** Exercise material follows **
PR #20780, opened 2023-02-08
Update `pop()` and `shift()` docs with examples

scottchiefbaker:
Add some simple examples to `pop()` and `shift()` and simplify some wording.

### DIFF
--- a/pod/perlfunc.pod
+++ b/pod/perlfunc.pod
@@ -7574,6 +7574,9 @@ is C<undef>.
     my @arr  = (undef, 'two', 'three');
     my $item = shift(@arr); # undef
 
+C<shift> will operate on the C<@ARGV> array in C<eval STRING>,
+C<BEGIN {}>, C<INIT {}>, C<CHECK {}> blocks.
+
 Starting with Perl 5.14, an experimental feature allowed
 L<C<shift>|/shift ARRAY> to take a
 scalar expression. This experiment has been deemed unsuccessful, and was
--- a/pod/perlfunc.pod
+++ b/pod/perlfunc.pod
@@ -6055,6 +6055,9 @@ is C<undef>.
     my @arr  = ('one', 'two', undef);
     my $item = pop(@arr); # undef
 
+C<pop> will operate on the C<@ARGV> array in C<eval STRING>,
+C<BEGIN {}>, C<INIT {}>, C<CHECK {}> blocks.
+
 Starting with Perl 5.14, an experimental feature allowed
 L<C<pop>|/pop ARRAY> to take a
 scalar expression. This experiment has been deemed unsuccessful, and was
--- a/pod/perlfunc.pod
+++ b/pod/perlfunc.pod
@@ -6045,9 +6045,7 @@ one element.
 
     # @arr is now ('cat', 'dog')
 
-Returns C<undef> if the array is empty. If ARRAY is omitted, C<pop> operates on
** End of Exercise material **
> _The problem_:
Output each record precisely as written.

> _Solved problem_:
PR #20780, opened 2023-02-08
Update `pop()` and `shift()` docs with examples

scottchiefbaker:
Add some simple examples to `pop()` and `shift()` and simplify some wording.

### DIFF
--- a/pod/perlfunc.pod
+++ b/pod/perlfunc.pod
@@ -7574,6 +7574,9 @@ is C<undef>.
     my @arr  = (undef, 'two', 'three');
     my $item = shift(@arr); # undef
 
+C<shift> will operate on the C<@ARGV> array in C<eval STRING>,
+C<BEGIN {}>, C<INIT {}>, C<CHECK {}> blocks.
+
 Starting with Perl 5.14, an experimental feature allowed
 L<C<shift>|/shift ARRAY> to take a
 scalar expression. This experiment has been deemed unsuccessful, and was
--- a/pod/perlfunc.pod
+++ b/pod/perlfunc.pod
@@ -6055,6 +6055,9 @@ is C<undef>.
     my @arr  = ('one', 'two', undef);
     my $item = pop(@arr); # undef
 
+C<pop> will operate on the C<@ARGV> array in C<eval STRING>,
+C<BEGIN {}>, C<INIT {}>, C<CHECK {}> blocks.
+
 Starting with Perl 5.14, an experimental feature allowed
 L<C<pop>|/pop ARRAY> to take a
 scalar expression. This experiment has been deemed unsuccessful, and was
--- a/pod/perlfunc.pod
+++ b/pod/perlfunc.pod
@@ -6045,9 +6045,7 @@ one element.
 
     # @arr is now ('cat', 'dog')
 
-Returns C<undef> if the array is empty. If ARRAY is omitted, C<pop> operates on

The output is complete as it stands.